• [REQUIRED WORK] Find the word "contribute" in the data, then copy each line where it is found.

******

PR #509, opened 2023-12-11
compat: no MmapIO for windows 7

HongBinYu-hub:
Ensure win7 can be precompiled
Win7 and below systems use IOStream method to ensure pre-compilation correct.

### DIFF
--- a/src/JLD2.jl
+++ b/src/JLD2.jl
@@ -56,6 +56,14 @@ include("bufferedio.jl")
 include("misc.jl")
 include("superblock.jl")
 
+is_win7() = Sys.iswindows() && Sys.windows_version().major <= 6 && Sys.windows_version().minor <= 1
+# Windows 7 doesn't support mmap, falls back to IOStream
+const DEFAULT_IOTYPE = if is_win7()
+    IOStream
+else
+    JLD2.MmapIO
+end
+
 """
     RelOffset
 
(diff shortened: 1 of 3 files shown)


johnnychen94:
I really think you should change the default value for `iotype` (everywhere) to be `DEFAULT_IO_TYPE`, where 

```Julia
# Windows 7 doesn't support mmap, falls back to IOStream
const DEFAULT_IO_TYPE = if is_win7()
    IOStream
else
    MmapIO
end

is_win7() = Sys.iswindows() && Sys.windows_version().major <= 6 && Sys.windows_version().minor <= 1
```

johnnychen94:
@JonasIsensee Are you okay with this compatibility patch? For some reason, we ([Suzhou Tongyuan](https://github.com/Suzhou-Tongyuan)) need to keep compatibility with some "strange" platforms, e.g., windows 7.
We prefer to contribute upstream first, so here's the patch.

If you don't want to get this patch in, we understand, and we'll instead start to maintain our internal fork version.

src/JLD2.jl
```diff
@@ -56,6 +56,14 @@ include("bufferedio.jl")
 include("misc.jl")
 include("superblock.jl")
 
+is_win7() = Sys.iswindows() && Sys.windows_version().major <= 6 && Sys.windows_version().minor <= 1
+# Windows 7 doesn't support mmap, falls back to IOStream
+const DEFAULT_IOTYPE = if is_win7()
+    IOStream
+else
+    JLD2.MmapIO
```
johnnychen94, line 64: I think it should be

```suggestion
    MmapIO
```

johnnychen94 (approved):

JonasIsensee:
> @JonasIsensee Are you okay with this compatibility patch? For some reason, we ([Suzhou Tongyuan](https://github.com/Suzhou-Tongyuan)) need to keep compatibility with some "strange" platforms, e.g., windows 7. We prefer to contribute upstream first, so here's the patch.
> 
> If you don't want to get this patch in, we understand, and we'll instead start to maintain our internal fork version.

I apologize for the late reply..
I like this approach:
`const DEFAULT_IO_TYPE = if is_win7()`

johnnychen94:
Thanks for merging!

I'll use my privilege to make a patch release #514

******

• [RESPONSE]
We prefer to contribute upstream first, so here's the patch.
> @JonasIsensee Are you okay with this compatibility patch? For some reason, we ([Suzhou Tongyuan](https://github.com/Suzhou-Tongyuan)) need to keep compatibility with some "strange" platforms, e.g., windows 7. We prefer to contribute upstream first, so here's the patch.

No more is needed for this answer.